Disrupted signaling pathways in GCB-DLBCL. Genetic lesions preferentially associated with GCB-DLBCL include (i) chromosomal translocations of BCL2 (up to 35% of cases) and/or MYC (∼10% of cases), which lead to their ectopic expression in part by allowing them to bypass BCL6-mediated transcriptional repression; (ii) truncating mutations of the TNFRSF14 receptor, leading to weakened T-cell responses; (iii) gain-of-function mutations of EZH2 (∼20% of cases), which induce transcriptional silencing of various antiproliferative and tumor suppressor genes, including targets common to BCL6 (eg, CDKN1A and BLIMP1); (iv) point mutations in the BCL6 autoregulatory sequences (10% of cases).

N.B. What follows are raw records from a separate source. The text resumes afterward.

PR #2242, opened 2026-09-05
Reduce library membership scans during hidden-card sampling

huxinq:
`Determinizer` repeatedly searches a library list while classifying hidden cards, then builds a hidden/library intersection before shuffling. As libraries grow, these repeated membership scans do unnecessary work.

Use a local set for library membership during classification. For shuffling, use the hidden-ID set directly: both consumers already iterate the library, so intersecting with it first is redundant. The original lists still determine candidate order, shuffle inputs, and reconstruction order, including duplicate occurrences.

Depends on #2238's batched sampler and remains independent of #2241's in-flight analysis optimization. Until its parents merge, the main-based diff includes their changes. The [follow-on diff](https://github.com/huxinq/argentum-engine/compare/47edcee60d9c25895d00bcf43911f99f26e4e5a7...a554b885d049767918d91f2337f507475a3fec02) isolates this optimization.

### Measured example

A short comparison ran the baseline sampler at `47edcee` alongside the candidate at `a554b88` in one JVM with coverage disabled. It used two-player synthetic positions with 8 or 104 hand/library slots, ordinary state or paused Mind Rot resolution, and alternating viewers.

| Position | CPU per sample, before → after | Allocated bytes, before → after |
| --- | ---: | ---: |
| Ordinary, 8 slots | 9.886 → 10.375 µs (+4.9%) | 23,598 → 23,992 (+1.7%) |
| Ordinary, 104 slots | 88.321 → 80.752 µs (−8.6%) | 340,144 → 342,832 (+0.8%) |
| Paused Mind Rot, 8 slots | 31.206 → 31.597 µs (+1.3%) | 88,606 → 88,781 (+0.2%) |
| Paused Mind Rot, 104 slots | 104.382 → 92.327 µs (−11.5%) | 404,128 → 406,792 (+0.7%) |

The larger fixtures used less CPU at a small allocation cost; the small fixtures regressed. These are current-thread CPU and allocation measurements for these positions, not an end-to-end search speedup. Each fixture had 1,000 warmup calls per variant and ten old/new/new/old rounds of 100 calls per batch, totaling 2,000 measured calls per variant. Larger-fixture CPU favored the candidate in nine of ten ordinary rounds and all ten paused rounds; the ordinary mean includes one slow candidate round.

### Verification

All 11 `DeterminizerInvariantsTest` tests pass, including the existing 64-case sampling fingerprint and a new regression preserving duplicate library entries and repeated player traversal. The benchmark checked full state equality, entity iteration order, and source preservation for 64 pairs per fixture (256 total). All fixtures completed without exclusions. The measurement isolates this change from the other performance PRs.

### DIFF
--- a/ai/src/main/kotlin/com/wingedsheep/ai/engine/hidden/Determinizer.kt
+++ b/ai/src/main/kotlin/com/wingedsheep/ai/engine/hidden/Determinizer.kt
@@ -92,10 +92,13 @@ class Determinizer internal constructor(
             }
 
             if (definitions.size != hidden.size) continue
+            // No caller observes intermediate identities. Copy once for this player and publish
+            // only after all replacements, without mutating an input or previously sampled world.
+            val sampledEntities = sampled.entities.toMutableMap()
             for ((entityId, cardDef) in hidden.zip(definitions)) {
-                val old = sampled.getEntity(entityId) ?: continue
+                val old = sampledEntities[entityId] ?: continue
                 val ownerId = old.get<OwnerComponent>()?.playerId ?: opponentId
-                sampled = HiddenSlotRewrite.rewrite(sampled, entityId, cardDef, ownerId)
+                sampledEntities[entityId] = HiddenSlotRewrite.rewrite(old, cardDef, ownerId)
             }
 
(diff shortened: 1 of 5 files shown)


huxinq:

In addition, loss of PTEN expression is observed in as many as 55% of cases, as a consequence of genetic deletions (15%) and amplifications of miR17-92 (29%), resulting in activation of the PI3K/Akt/mTOR signaling pathway. Targeted agents currently in clinical trial (or, for BCL6, demonstrating activity in preclinical settings) are shown in red.

Figure 5.

Disrupted signaling pathways in ABC-DLBCL. ABC-DLBCL is defined by multiple genetic alterations that fuel malignant transformation by sustaining constitutive NF-κB activity downstream of the BCR and TLR, while blocking terminal B-cell differentiation. Genes directly targeted by these lesions are shown in blue (inactivation) and red (deregulated expression/activity), and symbols at the bottom denote gain-of-function and loss-of-function events. Upstream inhibitors of the BCR, PI3K, and NF-κB signal transduction pathway have shown promising effects in early clinical trials involving ABC-DLBCL patients. Modified from Pasqualucci and Dalla-Favera with permission.